Wednesday, October 23, 2019

driving in america

i've spent some time recently on the road.
twelve hours to tennessee, the more into kentucky.
saw some falls. talked a lot of estchatology
not so sure it's false when you look at what
we do to ourselves . 'm saving my energy today
for the stars. they must be brilliant out on the courses.
but it could be obscured by light polllution.
i'm beginning to get chilled sitting in the shade
on the balcony in my florida gear.
this resort is sweet, in a very middle class pamper mode.
i'll take that. noting ican do to stop it so i may as well
join in. take the ten hour hot tub soak. ease my
ache from travel. the constant motion of vehicle thru space
at seventy five miles an hour. i don't know if my twin
is younger or older from staying at home. but the miles
pile up. they wizen truck drivers and the mobile.
if we could only all learn how to merge again.
it's as if a spell has been cast on the suv drivers
the f250, tundra drivers like they're the only ones on the road
depsite my red color and wheels on the road

Sunday, October 13, 2019

there are 2925 message in my gmail

there is a birthday present for a grand
niece bought a month ago sitting on my bed
waiting to be mailed. her address 
was texted to me last week and i have stamps

my bills are due i haven't written in months
and i feel irrelevant. if this aneurism explodes
it would be fitting. however, ahem. i'm not
quite ready to die. relevance is relative, amirite?

it's more the ache in my bones that leads
to silence. the munch scream contained.
how love it itself is pockmarked by friendly fire. 

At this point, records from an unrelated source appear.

PR #688, opened 2024-11-12
(fleet/cnpg-cluster) add max_slot_wal_keep_size

cbarria:
logical replication does need to set a max size, because the default here is `-1` which means `NO Limit` so, 10GB as half the size the database should be good.


csilva-cl (approved):
looks good. 

I suppose the "" in the max_connection is normalization, since it was already working

dtapiacl (approved):
LGTM. Thank you for taking care of that.

PR #44, opened 2021-07-29
Correct `KEY` usage in `ATTACH`

m4heshd:
This PR fixes the minor incorrect documentation of `KEY` keyword usage in `ATTACH` SQL command. Currently documented usage will throw a syntax error (using `=`).


utelle:
Thanks for detecting and fixing this documentation glitch.

m4heshd:
> Thanks for detecting and fixing this documentation glitch.

My pleasure. 😊

PR #88, opened 2022-09-04
Wasm target

nullrocket:
Added conditional __WASM__ so that the entropy can be properly defined for wasm targets.


utelle (changes requested):
In principle, I'm not against adding additional code to support WebAssembly. However, I find your implementation a bit confusing.

1. Instead of using an `#elif` preprocessor instruction you are nesting `#if ... #endif` constructs. IMHO that makes the code less readable
2. There are quite a few unnecessary empty lines
3. Your code uses unconditionally console out (`printf`). Such output may be useful while debugging, but should not be in production code
4. Your implementation has actually unreachable code:
```c
#else
  #if defined(__WASM__)
    /* Code that will be executed if symbol __WASM__ is defined */
  #else
    #if defined(__WASM__)
      /* Code unreachable !!! */
      /* Symbol __WASM_ can't be defined here, because we are in*/
      /* the #else branch of the first check for symbol __WASM__ */
    #else
      # error "Secure pseudorandom number generator not implemented for this OS"
    #endif
#endif
```

I would prefer something like this (if that's what you want/need):
```c
#elif defined(__WASM__)
static size_t entropy(void* buf, size_t n)
{
  if (getentropy(buf, n) == 0)
    return n;
}
#else
# error "Secure pseudorandom number generator not implemented for this OS"
#endif
```

nullrocket:
Sorry about all the noise!  Something was wrong with my local git repo,  every time i commited changes, it would be a strange merge of an old commit with the new.  Fixed now.  I thought I was losing my mind!   

I do remember why I had the full braces and return here.
https://github.com/utelle/SQLite3MultipleCiphers/blob/cc7033eb6f88c68b5322e6fac3c1369aec554974/src/chacha20poly1305.c#L393

I was seeing this warning and thought I would clear it up. 

`warning: non-void function does not return a value in all control paths `

utelle (changes requested):
Thanks for cleaning up the code.

Unfortunately, I missed one glitch in the code; function `entropy` **must** return a value. That is, this code
```c
if (getentropy(buf, n) == 0)
    return n
```
has to be changed for example to
```c
  return (getentropy(buf, n) == 0) ? n : 0;
```

utelle:
> I do remember why I had the full braces and return here.
> 
> https://github.com/utelle/SQLite3MultipleCiphers/blob/cc7033eb6f88c68b5322e6fac3c1369aec554974/src/chacha20poly1305.c#L393
> 
> I was seeing this warning and thought I would clear it up.
> 
> `warning: non-void function does not return a value in all control paths `

I already commented on the latter, but additionally the keyword `static` should be dropped. That is, the final code for function `entropy` should look like this:

```c
extern size_t entropy(void* buf, size_t n);
size_t entropy(void* buf, size_t n)
{
  return (getentropy(buf, n) == 0) ? n : 0;
}
```

nullrocket:
Ok, I removed the static keyword,  just curious why?  There is another definition further up where I believe I got the signature from when I was making the change that is static.   

Also just to be sure, your code above is not what I have. 

> ```c
> extern size_t entropy(void* buf, size_t n);
> size_t entropy(void* buf, size_t n)
> {
>   return (getentropy(buf, n) == 0) ? n : 0;
> }
> ```

This is what I have. the extern decl is for getentropy.
```c
extern size_t getentropy(void* buf, size_t n);
size_t entropy(void* buf, size_t n)
{
  return (getentropy(buf, n) == 0) ? n : 0;
}
```

utelle:
> Ok, I removed the static keyword, just curious why? There is another definition further up where I believe I got the signature from when I was making the change that is static.

Ouch, please revert this change. That is, the `static` keyword should actually be used. Otherwise the symbol will be exported. Sorry for the confusion (it's late in the evening here in Germany 😉 ).

> Also just to be sure, your code above is not what I have.
> [...]
> This is what I have. the extern decl is for getentropy.
> 
> ```c
> extern size_t getentropy(void* buf, size_t n);
> size_t entropy(void* buf, size_t n)
> {
>   return (getentropy(buf, n) == 0) ? n : 0;
> }
> ```

Yes, your version is correct. Sorry for my lack of concentration.

utelle (approved):
I think the PR is now finally correct.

yehuda amachi, i want to be able to bring
desert sheepherders into my poems
but i live in  florida. we don't have
eons of cultural animosity to cure
yet we have abandon and sunshine
laws, meth and method and inevitably
a gator will show up as the punchline.
how does one seek commonality here?
look in the Okechobee for answers.

once i begin it's easy enough to spout
keep fingers moving 
down the page
quaff a line. easy to  leave
the bills behind,  drawers cluttered,
belongings scatter, a ring
in the ttoilet. hoarding may be
a manifestation of missing impetus.
save it all, you'll never know when you'll need it.

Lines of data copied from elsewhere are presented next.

Issue #123, opened 2023-11-14
CMake: APIs not exported when building shared library


Myroendan:
Hi!
When building with CMake, the shared library is missing some important API-s (sqlite3_key for example). I have checked the CMakeLists.txt, there is a variable which is defined, but never used:
set(SQLITE3MC_DLLRES_SRCS
  src/sqlite3mc.def
  src/sqlite3mc.rc
)
The .def is needed to export the apis when building as a shared lib.
I added this to the sources, but then I got 54 undefined reference link errors. 
These 54 functions are not present in the static library, I'm not sure why they are listed. If I remove them from the def file, the shared lib builds fine and contains the necessary apis.

utelle:
> When building with CMake,

Unfortunately, I myself have only very limited experience with CMake. CMake support was contributed by another user.

> the shared library is missing some important API-s (sqlite3_key for example). I have checked the CMakeLists.txt, there is a variable which is defined, but never used: set(SQLITE3MC_DLLRES_SRCS src/sqlite3mc.def src/sqlite3mc.rc )

In case of a shared library build these files should be added, but obviously the CMake instruction to do that is missing.

> The .def is needed to export the apis when building as a shared lib. I added this to the sources, but then I got 54 undefined reference link errors.

As you observed the .def file is not really suited to solve the problem. The reason is that the .def file reflects the extension selection used by the pre-generated build files coming with SQLite3 Multiple Ciphers. Depending on the actual option selection in CMake the .def file will contain entries for functions that are not enabled.

> These 54 functions are not present in the static library, I'm not sure why they are listed.

They are listed, because they are compiled in with the pre-generated build files.

> If I remove them from the def file, the shared lib builds fine and contains the necessary apis.

A better option to enable the API actually compiled in will be to define the preprocessor symbol `SQLITE_API=__declspec(dllexport)` if a shared library/DLL is built.

I will try to adjust the CMake file, but this may take a while.

Myroendan:
Defining the preprocessor symbol worked, the .def file is not needed with this method. The .rc file should still be added to the sources if I'm correct. I will create a pull request with the changes.

utelle:
> Defining the preprocessor symbol worked, the .def file is not needed with this method.

Correct.

> The .rc file should still be added to the sources if I'm correct.

Yes, this will add version information to the resulting DLL.

> I will create a pull request with the changes.

TIA.

utelle:
[...]

PR #125, opened 2023-11-15
Add API exports when building shared lib with CMake

Myroendan:
- Fixed issue #123 - CMake: APIs not exported when building shared library

### DIFF
--- a/CMakeLists.txt
+++ b/CMakeLists.txt
@@ -226,7 +226,6 @@ set(SQLITE3MC_BASE_SRCS
   src/test_windirent.h
 )
 set(SQLITE3MC_DLLRES_SRCS
-  src/sqlite3mc.def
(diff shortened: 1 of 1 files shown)


utelle (changes requested):
In principle, I'm fine with most changes. However, IMHO we will have to apply 2 additional (small) modifications:

1. Add the **linker flag** `-framework Security` if the library is built for **macOS** (system name `Darwin`) - this is required due to commit fb0b979c8ddba93a474e8ae9dbe41ab7b1496b0b in October.
2. Remove `sqlite3mc.def` from the `SQLITE3MC_DLLRES_SRCS` file list. Now, that the export definition is defined, this file is no longer needed.

Could you please apply these changes? TIA.

utelle (approved):
Thanks for applying the changes.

my honey likes to go to salvation
army stores and save old bowls and dishes.
 from what he 
doesn't know. i tend to
 crack and break my crockery
so to have them in my shelves is pure doom. 
  cracktown is on his way home.
i guess it's cheaper than a nite at the bar but 
ima hafta hold back 
on dropping the overflow on the tile. oops.

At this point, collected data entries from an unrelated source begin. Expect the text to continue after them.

Issue #124, opened 2023-11-14
Conan package


Myroendan:
It would be nice to have a conan package available for this project. I've created a conan2 recipe, let me know if you would like to review it.

utelle:
> It would be nice to have a conan package available for this project. I've created a conan2 recipe, let me know if you would like to review it.

Admittedly, I haven't used _Conan_ up to now. However, it is certainly a good idea to support package management systems to make the component available for more users/developers.

So, yes, I'd like to review your _Conan_ recipe.

Myroendan:
I will create a PR for Issue#109 regarding cmake install first. If the build system handles the copy of the files (headers, lib etc..), the conan recipe will be shorter and cleaner.
I have one question to this topic. This is the list of headers which are added to the cmake target:
  src/cipher_common.h
  src/cipher_config.h
  src/fastpbkdf2.h
  src/mystdint.h
  src/rijndael.h
  src/sha1.h
  src/sha2.h
  src/sqlite3.h
  src/sqlite3ext.h
  src/sqlite3mc.h
  src/sqlite3mc_vfs.h
  src/sqlite3userauth.h
  src/test_windirent.h

Which ones shouldn't be used by users? I would only move the public ones to the include folder.

utelle:
> I will create a PR for Issue#109 regarding cmake install first.

Great. TIA.

> If the build system handles the copy of the files (headers, lib etc..), the conan recipe will be shorter and cleaner.

The "problem" with SQLite is that there are so many configuration options.

> I have one question to this topic. This is the list of headers which are added to the cmake target:

- [ ] `src/cipher_common.h`
- [ ] `src/cipher_config.h`
- [ ] `src/fastpbkdf2.h`
- [ ] `src/mystdint.h`
- [ ] `src/rijndael.h`
- [ ] `src/sha1.h`
- [ ] `src/sha2.h`
- [x] `src/sqlite3.h` - the include file of the original SQLite library
- [x] `src/sqlite3ext.h` - optional, required only when creating own SQLite extensions
- [x] `src/sqlite3mc.h` - **main include file** (includes all necessary header files)
- [x] `src/sqlite3mc_vfs.h` - public API of the encryption VFS
- [x] `src/sqlite3userauth.h` - optional, only used if user authentication extension is enabled
- [ ] `src/test_windirent.h`

> Which ones shouldn't be used by users? I would only move the public ones to the include folder.

[...]

PR #128, opened 2023-11-17
Add conan recipe

Myroendan:
- Closes issue #124: Conan package

### DIFF
--- a/CMakeLists.txt
+++ b/CMakeLists.txt
@@ -213,6 +213,7 @@ set(SQLITE3MC_PUBLIC_HEADERS
   src/sqlite3.h
   src/sqlite3ext.h
   src/sqlite3mc.h
+  src/sqlite3mc_version.h
   src/sqlite3mc_vfs.h
   src/sqlite3userauth.h
 )
--- a/conan/all/test_package/main.c
+++ b/conan/all/test_package/main.c
@@ -1,0 +1,72 @@
+#include <sqlite3mc/sqlite3mc.h>
+#include <stdio.h>
+
+int main(int argc, char *argv[])
+{
+    sqlite3 *db;
+    const char *key = "password";
+    const char *wrongKey = "wrongPassword";
+
+    // Create database
+    int rc = sqlite3_open("test.db", &db);
+    if (rc != SQLITE_OK)
+    {
+        fprintf(stderr, "Failed to open database: %s\n", sqlite3_errmsg(db));
+        sqlite3_close(db);
+        return 1;
+    }
+
+    // Encrypt
+    sqlite3_key(db, key, strlen(key));
+
+    // Fill db with some data and close it
+    rc = sqlite3_exec(db, "CREATE TABLE users (name TEXT NOT NULL, ID INTEGER PRIMARY KEY UNIQUE)", NULL, NULL, NULL);
+    if (rc != SQLITE_OK)
+    {
+        fprintf(stderr, "SQL error: %s\n", sqlite3_errmsg(db));
+        sqlite3_close(db);
+        return 1;
+    }
+    rc = sqlite3_exec(db, "INSERT INTO users (name, ID) VALUES ('testUser', '12345')", NULL, NULL, NULL);
+    if (rc != SQLITE_OK)
+    {
+        fprintf(stderr, "SQL error: %s\n", sqlite3_errmsg(db));
+        sqlite3_close(db);
+        return 1;
+    }
+    rc = sqlite3_close(db);
+    if (rc != SQLITE_OK)
+    {
+        fprintf(stderr, "Failed to close database: %s\n", sqlite3_errmsg(db));
+        return 1;
+    }
+
+    // Reopen and provide wrong key
+    rc = sqlite3_open("test.db", &db);
+    if (rc != SQLITE_OK)
+    {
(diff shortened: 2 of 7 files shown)


CMakeLists.txt
```diff
@@ -352,7 +352,7 @@ if(SQLITE3MC_STATIC_RUNTIME_LINK)
 endif()
 message("Will build ${SQLITE3MC_TARGET} as ${SQLITE3MC_LINK}")
 
-set_target_properties(${SQLITE3MC_TARGET} PROPERTIES PUBLIC_HEADER "${SQLITE3MC_PUBLIC_HEADERS}")
+set_target_properties(${SQLITE3MC_TARGET} PROPERTIES PUBLIC_HEADER "${SQLITE3MC_PUBLIC_HEADERS};src/sqlite3mc_version.h")
```
utelle, line 355: We will have to make `sqlite3mc_version.h` part of the list `SQLITE3MC_PUBLIC_HEADERS`, because it is included by `sqlite3mc.h`. Sorry, my fault - I simply missed this include file when I flagged the public header files in the list in issue #124.

conan/all/test_package/main.c
```diff
@@ -0,0 +1,45 @@
...
+
+    int rc = sqlite3_open("test.db", &db);
+    if (rc != SQLITE_OK)
+    {
+        fprintf(stderr, "Failed to open database: %s\n", sqlite3_errmsg(db));
+        sqlite3_close(db);
+        return 1;
+    }
+
+    rc = sqlite3_key(db, key, strlen(key));
```
utelle, line 17: `sqlite3_key` can only fail, if it is called for an in-memory or temporary database, or if the URI specifies an invalid cipher scheme. It does **not** fail if an invalid password was given. A wrong password will be detected only, after the database file was actually accessed, that is, after any SQL DML command was issued.

For a newly created database file it will almost never fail.

utelle (changes requested):
There are still 2 small issues:

1. `sqlite3mc_version.h` has to be added to the list of public header files in `CMakeList.txt`
2. For me it is unclear what exactly the purpose of the test is. Since the test creates a new database file (at least, when it is called for the first time), it will never fail.

CMakeLists.txt
utelle: > This sqlite3mc_version.h is currently not added to the SQLITE3MC_TARGET as a source file.
> 
> * I can add it to SQLITE3MC_PUBLIC_HEADERS, but then it will be added as a source.

What's the problem with this approach? `sqlite3mc_version.h` **is** referenced from `sqlite3mc.h` and is therefore a **public** header file.

> * Or I can  append it to SQLITE3MC_PUBLIC_HEADERS, but only after the sources were added to SQLITE3MC_TARGET.

Why?

>       Which one should be?

IMHO it should be **added** to `SQLITE3MC_PUBLIC_HEADERS`.

Currently you have defined `SQLITE3MC_PUBLIC_HEADERS` as
```
set(SQLITE3MC_PUBLIC_HEADERS
  src/sqlite3.h
  src/sqlite3ext.h
  src/sqlite3mc.h
  src/sqlite3mc_vfs.h
  src/sqlite3userauth.h
)
```
because these are the header files a user of the library will need to be able to compile and build an application. `sqlite3mc_version.h` is included by `sqlite3mc.h` - that is, if it is missing compiling an application will fail. Therefore I think the right place to add it is `SQLITE3MC_PUBLIC_HEADERS`.

Myroendan: Alright I'll add it to the public headers.
I was just wondering how did this compile so far. But I guess it's because the sqlite3mc_version.h was only used by sqlite3mc.h, and none of the other source files.

conan/all/test_package/main.c
Myroendan: I have tried the following:
1. Creating a db
2. Use sqlite3_key
3. Creating a users table and insert one user
4. Close the db
5. Open the db again
6. Use sqlite3_key with a wrong password

But it's returning with SQLITE_OK. Am I missing something?
If I try to access an already existing encrypted db with another exe, its working, I can't access it without the correct password. But I can't reproduce the same within one test program.

CMakeLists.txt
utelle: > Alright I'll add it to the public headers.

Thanks.

> I was just wondering how did this compile so far. But I guess it's because the sqlite3mc_version.h was only used by sqlite3mc.h, and none of the other source files.

Well, `sqlite3mc.c` includes `sqlite3mc.h` which in turn includes `sqlite3mc_version.h`, and for example the version string (`SQLITE3MC_VERSION_STRING`) is used in function `sqlite3mc_version()` of `sqlite3mc.c` to return the version information. It compiles, because the header file resides in the same directory as the other header files and the source files.

conan/all/test_package/main.c
Myroendan: > You mean sqlite3_key returns an error??? That can't be. An error is returned when you try to read or write data.

You're right, the query returned the error, not the sqlite3_key.

> Just issue a query after calling sqlite3_key. This should result in an error if the wrong password was provided.

Thanks, it's working now. I'll update the PR this evening.

utelle:
Thanks for addressing the open questions. I will review the changes tomorrow.

utelle (approved):
Most likely the test application could be further improved, but this can be done later on, if necessary. For now, I will approve the PR.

i don't have many passions since i gave up writing.
i haven't given her up as much as put her
into the closet. told her i'lll get back soon but
other than a few texts here and there
i pretty much ignore her. and i've had some
innaresting thoughts, i've just been speaking them
outloud. return to the oral roots. lol. right.
so i'm pretty sure she stepped out of the closet
and went elsewhere.




















(


ok look one of hte things i need to say
that IS relevant and has the possibility to thornberg
economy. the amazon burns
every year more of it.  it's a war bettween
ranchers and the rainforest. becuase, say the ranchers
how will i send to my kids to university on cocoa beans?
so they grow beef. 

in a green economy, they would be paid to grow trees.
for every seedling x , for every sapling Y, for every mature
adult Z. 

that's it. simple enough. paid for in carbon taxes. beef can 
apparently, be lab grown now. atmosphere cannot.